SELECT ( "me"."type" ) AS "type", ( (SELECT COUNT( * ) FROM "bar" "me_alias" WHERE ( "me_alias"."typeid" = "me"."id" )) ) AS "bar", ( "me"."id" ) AS "id" FROM "foo" "me" GROUP BY "me"."id" HAVING (SELECT COUNT( * ) FROM "bar" "me_alias" WHERE ( "me_alias"."typeid" = "me"."id" )) > 100 LIMIT 25;

It seems to be incorrectly handled in chain_Rs_req_multifilter() in Role/DbicLink2.pm

vanstyn · 2014-07-04T11:17:45Z

So, this example query, with a sub-select alias identifier 'film_actors' works, including using it in the ORDER BY clause:

SELECT "me"."film_id", ( 
    SELECT COUNT( * ) 
      FROM "film_actor" "me_alias" 
    WHERE "me_alias"."film_id" = "me"."film_id"
   ) AS "film_actors" 
  FROM "film" "me" 
ORDER BY "film_actors" DESC 
  LIMIT '25'

So, Pg is fine with using it for ordering, but if you simply try to also use it in HAVING, it doesn't:

SELECT ( "me"."film_id" ) AS "film_id", ( 
    SELECT COUNT( * ) 
      FROM "film_actor" "me_alias" 
    WHERE "me_alias"."film_id" = "me"."film_id"
   ) AS "film_actors" 
  FROM "film" "me" 
GROUP BY "me"."film_id" 
HAVING "film_actors" > '2' 
ORDER BY "film_actors" DESC 
  LIMIT '25'

Barfing with:

ERROR:  column "film_actors" does not exist
LINE 8: HAVING "film_actors" > '2'

The logic of the Pg people in deciding ORDER BY knows what it is, but HAVING doesn't, makes no sense to me. Feels like a Pg bug (since MySQL and SQLIte support this just fine). Obviously this is just my biased/limited perspective, and I'm sure the Pg people are following some SQL standards rule, but I think it is silly in this case.
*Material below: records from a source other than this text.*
PR #2082, opened 2020-07-04
Add setting to make "schedule based" items "event based"

### LINKED ISSUE #2014: Setting to make "schedule based" items "event based"

mueller-ma:
Closes #2014

### DIFF
--- a/mobile/src/main/java/org/openhab/habdroid/background/ForegroundBroadcastReceiver.kt
+++ b/mobile/src/main/java/org/openhab/habdroid/background/ForegroundBroadcastReceiver.kt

So, it seems that the only way to make it do the right thing is to supply the whole sub-select twice in the same query, which I think is dumb:

SELECT ( "me"."film_id" ) AS "film_id", ( 
    SELECT COUNT( * ) 
      FROM "film_actor" "me_alias" 
    WHERE "me_alias"."film_id" = "me"."film_id"
   ) AS "film_actors" 
  FROM "film" "me" 
GROUP BY "me"."film_id" 
HAVING ( 
    SELECT COUNT( * ) 
      FROM "film_actor" "me_alias" 
    WHERE "me_alias"."film_id" = "me"."film_id"
   ) > '2' 
ORDER BY "film_actors" DESC 
  LIMIT '25'

[end of rant]

scottwalters · 2014-07-04T19:19:40Z

In Pg's brain, the select happens after the from, group by, having, and order by.

There are a few solutions here:

Move the subquery into the from block. It can take a dependent value there too (me.film_id).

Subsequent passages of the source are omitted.